The problems / issues described above are as follows: (1) Since the conveyor that conveys the body must stop immediately in an emergency, it becomes a rapid stop and has a large impact. (2) Since the entire assist device is moving in synchronism with the traveling direction of the conveyor that conveys the body, the assist device also vibrates due to an impact when the conveyor suddenly stops. (3) Since the worker is traveling on the conveyor in synchronization with the progress of the conveyor that conveys the body, the impact at the time of sudden stop of the conveyor is applied to the operation handle held by the worker. (4) There is a time lag after the operator recognizes the stop of the conveyor until the actuator is actually released and the actuator brakes are applied. That is, since the vibrations caused by the plurality of impacts described above are generated in an overlapping manner, there is a problem in that a collision between the glass and the vehicle, urethane adhesion to the vehicle, urethane crushing, or the like occurs.
Therefore, in view of such problems, the present invention has an object to provide a power assist device and a control method thereof that can prevent the workpiece and the counterpart workpiece from coming into contact with each other when the workpiece is shaken due to sudden stop or sudden start. .

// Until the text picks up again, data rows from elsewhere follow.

PR #25, opened 2019-07-24
misc fixes on bar docs

GovanifY:
Excuse me in advance for this long PR and semi off-topic questions below, I tried to keep this as professional as possible.
 
* the type is only a uint16, it can contain a duplicate flag
* type 0x04 is not composed solely of VIF packets, albeit mostly, refer to my old tools for more details on their inner workings
* the zero value is a lookup address used at runtime

Keep in mind all of this was done through memory, so someone would have to double check this info i guess.

On another note don't you think something like a [kaitai](http://kaitai.io/) setup would be much more explicit for structures? That would allow you to get a parser for free on top of auto-generated docs ( I will avoid to start an argument about other technologies used by the project and only mention it can output C# )

Also any reason why most documented formats are not documented anywhere in this project? Not enough workforce? I am curious about this point since most formats have been extensively documented in the past.

By the way, unlike what you mentionned on twitter, AI, PAX, ANB and spawn points have been mostly reversed:
* Spawn points are available in kkdf2 tools from ages ago
* Several disassemblers have been made privately for KH2 AI. The AI is a small stack-based variable-width ISA with a huge number of "syscalls" if we can call them this way, which are by large the main reason AI reversing is such a pain
* ANBs has been mostly reversed by kkdf2 ten years ago again, with added information from soraiko and I
* While I did not worked myself on the PAX format, I remember some old effort about that in the KH groups.

To aid in reversing, RECOM BETA ISO is compiled in debug mode and some of its symbols can be reused. For example, the whole dpd logic basically has not changed _at all_ so this might have helped the reversing effort. Ghidra also has a work-in-progress [_decompiler_](https://github.com/beardypig/ghidra-emotionengine), which I would encourage you to look into since it can ease up immensely some reversing time(it is nowhere near perfect, but gets some basic tasks done). Ghidra SLEIGH specification is to keep in mind in cases like this, since you basically get a free decompiler when making a disassembler.

Anyways, sorry about the whole off-topic parts of the PR.
Cheers,
-G

### DIFF
--- a/docs/kh2/file/type/bar.md
+++ b/docs/kh2/file/type/bar.md
@@ -16,16 +16,17 @@ All the values are Little Endian in the PS2/PS4 Versions, while they are Big End
 
 | Offset | Variable Type | Description |
 |--------|---------------|-------------|
-| 0 | int32_t | The identifier of the file (Should be always 0x01524142) |
-| 4 | int32_t | The sub-file count of the BAR File. |
-| 8 | int32_t | Always zero. Has no known effects.
-| 8 | int32_t | Unknown. Often 0. Some mset files set it to 1 or 2.
+| 0 | char[4] | The identifier of the file (Should be always 0x01524142) |
+| 4 | uint32_t | The sub-file count of the BAR File. |
+| 8 | uint32_t | Always zero. Padding for a lookup address at runtime. 
+| 12 | int32_t | Unknown. Often 0. Some mset files set it to 1 or 2.
 
 ### BAR Entry
 
 | Offset | Variable Type | Description |
 |--------|---------------|-------------|
-| 0 | int32_t | The sub-file's type (List given below) |
+| 0 | uint16_t | The sub-file's type (List given below) |
+| 2 | uint16_t | Duplicate flag (if the entry is already included in the BAR) |
 | 4 | char[4] | The name of the sub-file. Empty characters are registered as 0x00.|
 | 8 | uint32_t | Sub-file's offset/location. Must be divisible by 0x10. Can be padded. |
 | 12 | uint32_t | Sub-file's size. Everything that comes after [ offset + size ] will be ignored for that specific sub-file.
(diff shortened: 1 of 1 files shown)


Xeeynamo:
Hey Gauvain!

The documentation is not exactly in line with the core libraries (eg. the duplicate flag in BAR files). This is something that we definitively have to fix.

I personally worked for just few hours on both AI and PAX from scratch, as I do not have any base to work with. But I would be glad to not re-invent the wheel and speed-up the development! For ANB (and mostly 3D stuff), it is something that I personally do not want to touch and I want to wait to have other people to get their hands on.

I really would like to use Ghidra, but my attempts to use it with PS2 ELFs were not great. Kaitai seems to be a more production-ready version of BinaryMapper, which is interesting.

Thanks for the suggestions, the PR itself and all the details that comes with it. I am merging to `master` branch straight away!

GovanifY:
Hey,

Ghidra wise, while beardypig plugin isn't as polished as IDA if nobody ever does the yak shaving we'll be stuck in such a situation. I understand that currently IDA seems like the easiest choice and it most likely will stay this way since very few people still work on the PS2, nevertheless it is still something to keep in mind if you ever want to learn more about PS2 co-processors operations and improve the plugin.

Kaitai wise, it's waaaay more mature than BinaryMapper. Shameless plug but years ago I created some kaitai definitions which you can see [somewhere in this post](https://govanify.com/post/re-3d-model-mdlx/) for KH2. If we really want auto-generated documentation then we could make use of the doc parameters of kaitai flags and have an explaination in proper english. It is really well designed and you can do pretty much whatever you think about with it.

I'm willing to help later for kaitai parsers and documentation but totally unwilling to help with any non-portable WPF-based GUI. You know my thoughts on the technology you're using and I believe that when I am unable to even _use_ the tools that I'd work on, there would be an obvious issue for both you and I.

Oh and simply curious but why aren't you interested about the 3D formats? They're one of the most convoluted and fun formats of KH2 to reverse, you're missing something haha.

While I do not have a discord account anymore(I will contact you in some other way when I am ready to help) your discord invite link in your contribution guide has expired, you might want to fix this :)

PR #36, opened 2019-09-02
Added many lines to ./docs/kh3/pawns.md

Vladabdf:
Includes PCs, NPCs, Enemies, and Weapons. Probably not complete as many spaces are blank, many duplicates marked with (?), some marked by #, such as CDA Agents #1, #2, and #3.


Xeeynamo:
Are you sure that the path of weapon is that? The rest looks good, amazing job!!!

Vladabdf:
I'm not so certain, I just copied the line for the most part and changed what I assumed would be different as I currently have no way of testing it

PR #43, opened 2019-11-09
KKDF2's Docs simplified

Tomk1004:
All credit goes to Mr. Kenjiuno for his docs, I have simplified the first parts of it as those parts are concrete fact, while the things closer to the end of his docs get into speculation, though they may be accurate. The files added are the same, I've added the pdf in case you don't want to download the zip


Xeeynamo:
Thanks for the pull request and for the documentation!

I was thinking if it would be the best to have the documentation in an editable format (html or md) rather than a PDF? So anyone can expand it later on.

Let me know if there are some limitations that prevents you to do so!

Tomk1004:
https://drive.google.com/file/d/1RFVVDo8lqKXGeDk8oC1zOh4Kr3i6Y_WY/view?usp=sharing link to the html file

Xeeynamo:
Looks great! I did some small changes (converted from html to markdown) and created another pull request. Please have a look before the merge https://github.com/Xeeynamo/OpenKh/pull/45

PR #55, opened 2019-12-25
more ai doc

GovanifY:
I'll be quite honest, I'm not sure what you want exactly with my AI doc so i just made this very barebone PR adding my licenses files.
All my documentation code itself is under the MIT license while the output is under the CC-BY-4.0 license.

You can include any part of the project with those licenses that you care about and modify it and all assuming you respect the license terms.

I'll just ask you, in a not legalese manner, two things:
The first is to contact me if you want to change the documentation. The pdf has a link to a form to report new opcodes/syscalls/erratas. I'd like to avoid segmentation of this manual and as such, if possible, make it so that i release numbered versions myself and you keep a copy of the numbered releases. You are of course free to modify the documents yourself, according to my own license terms, so none of this is actually legally binding.

The second point is to avoid as much as possible WPF-based GUIs which hinder the portability of your tools. Again, nothing formal, but while I understand porting older tools would take some work I do not think writing any new GUIs on another UI toolkit would be that much of an hassle to deal with.

Either way you're free to fork and edit my repos with those license files, tell me if you have any more concerns


GovanifY:
Re licenses at the root of the directory: This does not necessarily mean that.
Licenses are applied on a suggestion basis. If you mention in the readme that X LICENSE applies for X and Y applies for Y then you can put it at the root of the directory without any issues. As my work only applies to AI for now I am fine with moving them to the ai subfolder if you really want to though.

For the documentation format itself: you're on your own. My entire documentation is made in LaTeX and is unlikely to change as PDFs are a standard for ISAs. You can try to make a markdown formatter for it if you're feeling like it. The CC license only applies to any generated document that includes my documentation, so your markdown would fall under the CC-BY license and your markdown generator under MIT if that's what you're wondering.

Xeeynamo:
I have an idea then:

What if we just use a script (GitHub Action, Azure Pipeline, etc.) to generate the markdown from your repository to the documentation?

The reason is because I would like that, if we have to add new documentation to the AI, we would directly open a pull request to your repository to centralise the changes. Plus, OpenKh docs will be automatically be updated bases on the latest commit of your repository.

Does it sounds reasonable?

GovanifY:
It does sound perfect to me! Unfortunately I'm heading over to germany so I won't be able for a few days to look at your webhooks.

By the way, for the future of kh2ai I might need some helping hands if we want something done quickly. Do you have a preferred way to talk with me? 
I honestly believe it should be a matter of a few weeks of full-time work at best(so assume some months of random work) and I can give you resources that should ease up reversing.

Xeeynamo:
@GovanifY I am trying to build the documentation, but I get an error about `blindtext.sty` missing when I try to run `htlatex` or `pdflatex`. You can see the error on the CI/CI pipeline: https://ci.appveyor.com/project/xeeynamo/openkh-kh2ai/builds/29967629

Surprisingly it works fine using the package `texlive` on Arch. But with a Debian/Ubuntu image I got that error even if I am installign the packages `texlive tex4ht`. Do you have any idea of what the cause would be? Maybe a missing package or some kind of mis-configuration?

GovanifY:
@Xeeynamo `apt install texlive-latex-extra` should do the trick

Xeeynamo:
It does, thanks!

That said, I created the pipeline to automatically generate the KH2AI docs in markdown format: https://ci.appveyor.com/project/xeeynamo/openkh-kh2ai/build/artifacts

The script I am using to do it is: https://github.com/openkh/openkh-kh2ai/blob/master/Makefile

The optimal solution would be to create a pull request from the artifacts, but I had to build a webhook and it's not worth the time :P

Since we found this other solution, are you okay to close this pull request without a merge?

Also be free to contact me at xeeynamo#5057

GovanifY:
Yup, saw your script in the CI above! While the technology involved is pretty counterintuitive to say the least(I believe it would have been much saner to simply parse every `\ISA` line from my LaTeX file) the end result is actually really clean!

Definitely fine with closing this PR, as long as my licenses are respected with derivatives of my work.

Also I'll definitely contact you later! Have a nice day

Xeeynamo:
> Definitely fine with closing this PR, as long as my licenses are respected with derivatives of my work.

I need your confirmation regarding that :)

GovanifY:
Include my MIT license to any generator code regarding my documentation and the CC-BY to the documentation output.
As a thumb note: if code > MIT otherwise CC-BY

PR #57, opened 2019-12-30
First Tool Documentation - KH2 Text Editor

Vladabdf:
Extensive detail on how to use the text editor. Many functions aren't currently listed either because their types are marked as unknown or I simply didn't know their purpose or how to use them. It covers all the main bases though. This document should be totally usable for the majority of people that wish to change text in the game.
Includes proper markdown formatting and example images littered throughout.


Vladabdf:
I think that's an excellent idea for this program and future ones.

  The problem to be solved by the present invention is as described above. Next, means for solving the problem will be described.

That is, in claim 1,
An operation part operated by an operator;
An operation force detecting means for detecting an operation force applied to the operation site;
A robot arm that supports the operation site and holds a workpiece;
Driving means for driving the robot arm based on the operating force detected by the operating force detecting means;
Conveying means for conveying the robot arm holding the workpiece in a predetermined direction,
A method of controlling a power assist device that moves the transfer means in synchronization with a counterpart work moving on a transfer path, and assembles the work at a predetermined position of the counterpart work,
When the operation state with respect to the transfer path of the counterpart work is in a normal state where the movement state is continued, the transfer means is controlled to move in synchronization with the counterpart work,
The operation state for the transfer path of the counterpart work is
When changing from a moving state to a stopped state, or from a stopped state to a moving state,
Stopping the driving of the robot arm by the driving means for a predetermined time;
After the predetermined time has elapsed, the driving of the robot arm by the driving means is resumed.

In claim 2,
The operation part includes a deadman switch that is turned ON / OFF by the operator, and
After the predetermined time has elapsed, after the drive of the drive means by the deadman switch is switched from OFF to ON, the drive of the drive means is resumed.

In claim 3,
Even if the predetermined time has not elapsed, the drive of the drive means is resumed by turning the deadman switch from OFF to ON.

In claim 4,
An operation part operated by an operator;
An operation force detecting means for detecting an operation force applied to the operation site;
A robot arm that supports the operation site and holds a workpiece;
Driving means for driving the robot arm based on the operating force detected by the operating force detecting means;
Conveying means for conveying the robot arm holding the workpiece in a predetermined direction;
A controller for controlling the operation of the driving means and the conveying means,
A power assist device that moves the conveying means in synchronization with a counterpart work moving on a conveyance path by the operation of the counterpart work conveying means, and assembles the work at a predetermined position of the counterpart work,
The controller is
When the operation state of the counterpart work transfer means is in a normal state where the movement state continues, the transfer means is moved in synchronization with the counterpart work transfer means,
The operation state of the counterpart workpiece transfer means is
When changing from the operating state to the stopped state, or from the stopped state to the operating state,
Stopping the driving of the robot arm by the driving means for a predetermined time;
After the predetermined time has elapsed, the driving of the robot arm by the driving means is resumed.

In claim 5,
The operation part includes a deadman switch that is turned ON / OFF by the operator, and
After the predetermined time has elapsed, after the drive of the drive means by the deadman switch is switched from OFF to ON, the drive of the drive means is resumed.

In claim 6,
Even if the predetermined time has not elapsed, the drive of the drive means is resumed by turning the deadman switch from OFF to ON.

  As effects of the present invention, the following effects can be obtained.

  According to the first aspect of the present invention, it is possible to prevent the workpiece and the counterpart workpiece from coming into contact with each other due to the shaking of the workpiece caused by sudden stop or sudden start.

  In Claim 2, it can prevent that a workpiece | work and an other party work contact by the shake of the workpiece | work accompanying a sudden stop and sudden start. Furthermore, by resuming the driving of the driving means by the deadman switch, it is possible to safely resume the work while reflecting the operator's intention.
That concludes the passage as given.